Write out every entry exactly as it stands.

^^^^^^^^

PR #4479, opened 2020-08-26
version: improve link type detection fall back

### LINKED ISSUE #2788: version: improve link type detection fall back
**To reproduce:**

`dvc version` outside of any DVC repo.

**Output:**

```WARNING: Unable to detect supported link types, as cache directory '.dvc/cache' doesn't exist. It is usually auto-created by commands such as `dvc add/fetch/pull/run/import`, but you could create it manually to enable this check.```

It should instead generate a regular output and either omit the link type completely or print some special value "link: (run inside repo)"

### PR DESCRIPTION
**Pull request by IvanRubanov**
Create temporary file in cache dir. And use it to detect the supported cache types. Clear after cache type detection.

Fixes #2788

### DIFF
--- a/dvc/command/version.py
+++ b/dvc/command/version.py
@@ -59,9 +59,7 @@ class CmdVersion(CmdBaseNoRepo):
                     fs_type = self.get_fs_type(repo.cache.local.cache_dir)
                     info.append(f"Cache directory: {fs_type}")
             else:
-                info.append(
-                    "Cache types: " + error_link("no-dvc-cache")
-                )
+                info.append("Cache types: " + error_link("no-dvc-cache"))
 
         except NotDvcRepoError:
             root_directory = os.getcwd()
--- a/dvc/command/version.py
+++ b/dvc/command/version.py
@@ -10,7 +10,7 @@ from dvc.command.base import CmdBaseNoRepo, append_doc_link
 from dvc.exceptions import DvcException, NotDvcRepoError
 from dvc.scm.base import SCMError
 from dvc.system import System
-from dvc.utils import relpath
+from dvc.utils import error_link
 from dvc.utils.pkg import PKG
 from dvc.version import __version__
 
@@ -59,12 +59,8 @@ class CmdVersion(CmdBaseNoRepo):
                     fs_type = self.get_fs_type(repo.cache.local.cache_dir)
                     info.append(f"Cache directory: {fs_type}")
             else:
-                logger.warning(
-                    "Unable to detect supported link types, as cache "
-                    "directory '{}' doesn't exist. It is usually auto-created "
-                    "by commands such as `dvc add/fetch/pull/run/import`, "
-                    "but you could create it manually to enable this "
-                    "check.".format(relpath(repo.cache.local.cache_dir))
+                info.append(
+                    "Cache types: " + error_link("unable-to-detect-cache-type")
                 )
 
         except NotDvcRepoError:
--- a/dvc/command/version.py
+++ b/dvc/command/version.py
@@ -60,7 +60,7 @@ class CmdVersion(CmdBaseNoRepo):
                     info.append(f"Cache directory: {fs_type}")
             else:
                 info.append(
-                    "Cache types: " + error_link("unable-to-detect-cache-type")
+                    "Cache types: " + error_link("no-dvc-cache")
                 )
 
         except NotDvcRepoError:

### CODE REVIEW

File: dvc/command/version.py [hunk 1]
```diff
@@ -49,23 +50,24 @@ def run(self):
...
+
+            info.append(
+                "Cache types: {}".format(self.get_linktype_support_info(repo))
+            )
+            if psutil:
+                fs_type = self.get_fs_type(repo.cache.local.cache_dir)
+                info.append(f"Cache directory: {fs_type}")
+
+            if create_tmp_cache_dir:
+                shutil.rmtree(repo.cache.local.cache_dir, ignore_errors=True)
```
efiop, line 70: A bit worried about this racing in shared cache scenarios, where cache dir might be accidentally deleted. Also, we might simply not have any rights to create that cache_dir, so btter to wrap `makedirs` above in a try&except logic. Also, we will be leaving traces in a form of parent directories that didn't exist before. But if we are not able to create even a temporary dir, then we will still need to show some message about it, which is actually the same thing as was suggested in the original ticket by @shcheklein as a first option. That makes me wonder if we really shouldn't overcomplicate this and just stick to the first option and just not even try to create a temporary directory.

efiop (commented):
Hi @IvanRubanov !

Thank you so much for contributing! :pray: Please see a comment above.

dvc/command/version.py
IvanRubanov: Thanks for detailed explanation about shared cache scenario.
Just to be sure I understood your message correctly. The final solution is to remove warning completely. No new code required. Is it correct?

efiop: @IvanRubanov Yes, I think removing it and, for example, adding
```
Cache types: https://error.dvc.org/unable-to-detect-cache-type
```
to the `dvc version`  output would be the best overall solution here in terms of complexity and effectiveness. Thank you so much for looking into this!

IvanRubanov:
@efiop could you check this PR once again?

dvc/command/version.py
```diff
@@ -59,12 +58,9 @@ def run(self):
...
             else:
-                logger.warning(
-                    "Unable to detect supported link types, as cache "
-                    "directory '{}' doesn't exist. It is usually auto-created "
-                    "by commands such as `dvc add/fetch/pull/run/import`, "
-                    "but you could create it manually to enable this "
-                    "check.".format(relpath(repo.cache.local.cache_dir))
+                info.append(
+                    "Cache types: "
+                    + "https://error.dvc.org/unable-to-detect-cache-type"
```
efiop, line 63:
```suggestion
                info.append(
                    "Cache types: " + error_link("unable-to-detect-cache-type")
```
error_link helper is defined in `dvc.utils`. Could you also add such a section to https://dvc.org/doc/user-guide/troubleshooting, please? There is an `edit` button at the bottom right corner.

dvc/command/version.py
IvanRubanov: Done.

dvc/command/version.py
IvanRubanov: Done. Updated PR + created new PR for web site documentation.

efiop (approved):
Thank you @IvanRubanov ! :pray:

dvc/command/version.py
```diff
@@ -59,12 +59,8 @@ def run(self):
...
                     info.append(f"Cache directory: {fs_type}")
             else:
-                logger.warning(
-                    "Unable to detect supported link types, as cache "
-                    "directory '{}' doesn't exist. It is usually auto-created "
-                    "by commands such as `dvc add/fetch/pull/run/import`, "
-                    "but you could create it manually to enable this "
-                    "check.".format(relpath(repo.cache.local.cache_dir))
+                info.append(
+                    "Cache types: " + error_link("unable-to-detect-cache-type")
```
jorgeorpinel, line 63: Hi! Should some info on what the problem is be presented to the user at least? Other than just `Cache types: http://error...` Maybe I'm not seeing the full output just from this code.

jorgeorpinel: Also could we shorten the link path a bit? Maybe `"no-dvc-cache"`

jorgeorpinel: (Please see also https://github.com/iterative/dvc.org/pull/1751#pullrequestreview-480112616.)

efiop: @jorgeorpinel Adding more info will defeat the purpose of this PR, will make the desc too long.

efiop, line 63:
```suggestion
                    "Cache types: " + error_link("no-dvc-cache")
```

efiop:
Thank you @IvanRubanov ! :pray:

^^^^^^^^

- **RESPONSE AREA**:
PR #4479, opened 2020-08-26
version: improve link type detection fall back

### LINKED ISSUE #2788: version: improve link type detection fall back
**To reproduce:**

`dvc version` outside of any DVC repo.

**Output:**

```WARNING: Unable to detect supported link types, as cache directory '.dvc/cache' doesn't exist. It is usually auto-created by commands such as `dvc add/fetch/pull/run/import`, but you could create it manually to enable this check.```

It should instead generate a regular output and either omit the link type completely or print some special value "link: (run inside repo)"

### PR DESCRIPTION
**Pull request by IvanRubanov**
Create temporary file in cache dir. And use it to detect the supported cache types. Clear after cache type detection.

Fixes #2788

### DIFF
--- a/dvc/command/version.py
+++ b/dvc/command/version.py
@@ -59,9 +59,7 @@ class CmdVersion(CmdBaseNoRepo):
                     fs_type = self.get_fs_type(repo.cache.local.cache_dir)
                     info.append(f"Cache directory: {fs_type}")
             else:
-                info.append(
-                    "Cache types: " + error_link("no-dvc-cache")
-                )
+                info.append("Cache types: " + error_link("no-dvc-cache"))
 
         except NotDvcRepoError:
             root_directory = os.getcwd()
--- a/dvc/command/version.py
+++ b/dvc/command/version.py
@@ -10,7 +10,7 @@ from dvc.command.base import CmdBaseNoRepo, append_doc_link
 from dvc.exceptions import DvcException, NotDvcRepoError
 from dvc.scm.base import SCMError
 from dvc.system import System
-from dvc.utils import relpath
+from dvc.utils import error_link
 from dvc.utils.pkg import PKG
 from dvc.version import __version__
 
@@ -59,12 +59,8 @@ class CmdVersion(CmdBaseNoRepo):
                     fs_type = self.get_fs_type(repo.cache.local.cache_dir)
                     info.append(f"Cache directory: {fs_type}")
             else:
-                logger.warning(
-                    "Unable to detect supported link types, as cache "
-                    "directory '{}' doesn't exist. It is usually auto-created "
-                    "by commands such as `dvc add/fetch/pull/run/import`, "
-                    "but you could create it manually to enable this "
-                    "check.".format(relpath(repo.cache.local.cache_dir))
+                info.append(
+                    "Cache types: " + error_link("unable-to-detect-cache-type")
                 )
 
         except NotDvcRepoError:
--- a/dvc/command/version.py
+++ b/dvc/command/version.py
@@ -60,7 +60,7 @@ class CmdVersion(CmdBaseNoRepo):
                     info.append(f"Cache directory: {fs_type}")
             else:
                 info.append(
-                    "Cache types: " + error_link("unable-to-detect-cache-type")
+                    "Cache types: " + error_link("no-dvc-cache")
                 )
 
         except NotDvcRepoError:

### CODE REVIEW

File: dvc/command/version.py [hunk 1]
```diff
@@ -49,23 +50,24 @@ def run(self):
...
+
+            info.append(
+                "Cache types: {}".format(self.get_linktype_support_info(repo))
+            )
+            if psutil:
+                fs_type = self.get_fs_type(repo.cache.local.cache_dir)
+                info.append(f"Cache directory: {fs_type}")
+
+            if create_tmp_cache_dir:
+                shutil.rmtree(repo.cache.local.cache_dir, ignore_errors=True)
```
efiop, line 70: A bit worried about this racing in shared cache scenarios, where cache dir might be accidentally deleted. Also, we might simply not have any rights to create that cache_dir, so btter to wrap `makedirs` above in a try&except logic. Also, we will be leaving traces in a form of parent directories that didn't exist before. But if we are not able to create even a temporary dir, then we will still need to show some message about it, which is actually the same thing as was suggested in the original ticket by @shcheklein as a first option. That makes me wonder if we really shouldn't overcomplicate this and just stick to the first option and just not even try to create a temporary directory.

efiop (commented):
Hi @IvanRubanov !

Thank you so much for contributing! :pray: Please see a comment above.

dvc/command/version.py
IvanRubanov: Thanks for detailed explanation about shared cache scenario.
Just to be sure I understood your message correctly. The final solution is to remove warning completely. No new code required. Is it correct?

efiop: @IvanRubanov Yes, I think removing it and, for example, adding
```
Cache types: https://error.dvc.org/unable-to-detect-cache-type
```
to the `dvc version`  output would be the best overall solution here in terms of complexity and effectiveness. Thank you so much for looking into this!

IvanRubanov:
@efiop could you check this PR once again?

dvc/command/version.py
```diff
@@ -59,12 +58,9 @@ def run(self):
...
             else:
-                logger.warning(
-                    "Unable to detect supported link types, as cache "
-                    "directory '{}' doesn't exist. It is usually auto-created "
-                    "by commands such as `dvc add/fetch/pull/run/import`, "
-                    "but you could create it manually to enable this "
-                    "check.".format(relpath(repo.cache.local.cache_dir))
+                info.append(
+                    "Cache types: "
+                    + "https://error.dvc.org/unable-to-detect-cache-type"
```
efiop, line 63:
```suggestion
                info.append(
                    "Cache types: " + error_link("unable-to-detect-cache-type")
```
error_link helper is defined in `dvc.utils`. Could you also add such a section to https://dvc.org/doc/user-guide/troubleshooting, please? There is an `edit` button at the bottom right corner.

dvc/command/version.py
IvanRubanov: Done.

dvc/command/version.py
IvanRubanov: Done. Updated PR + created new PR for web site documentation.

efiop (approved):
Thank you @IvanRubanov ! :pray:

dvc/command/version.py
```diff
@@ -59,12 +59,8 @@ def run(self):
...
                     info.append(f"Cache directory: {fs_type}")
             else:
-                logger.warning(
-                    "Unable to detect supported link types, as cache "
-                    "directory '{}' doesn't exist. It is usually auto-created "
-                    "by commands such as `dvc add/fetch/pull/run/import`, "
-                    "but you could create it manually to enable this "
-                    "check.".format(relpath(repo.cache.local.cache_dir))
+                info.append(
+                    "Cache types: " + error_link("unable-to-detect-cache-type")
```
jorgeorpinel, line 63: Hi! Should some info on what the problem is be presented to the user at least? Other than just `Cache types: http://error...` Maybe I'm not seeing the full output just from this code.

jorgeorpinel: Also could we shorten the link path a bit? Maybe `"no-dvc-cache"`

jorgeorpinel: (Please see also https://github.com/iterative/dvc.org/pull/1751#pullrequestreview-480112616.)

efiop: @jorgeorpinel Adding more info will defeat the purpose of this PR, will make the desc too long.

efiop, line 63:
```suggestion
                    "Cache types: " + error_link("no-dvc-cache")
```

efiop:
Thank you @IvanRubanov ! :pray:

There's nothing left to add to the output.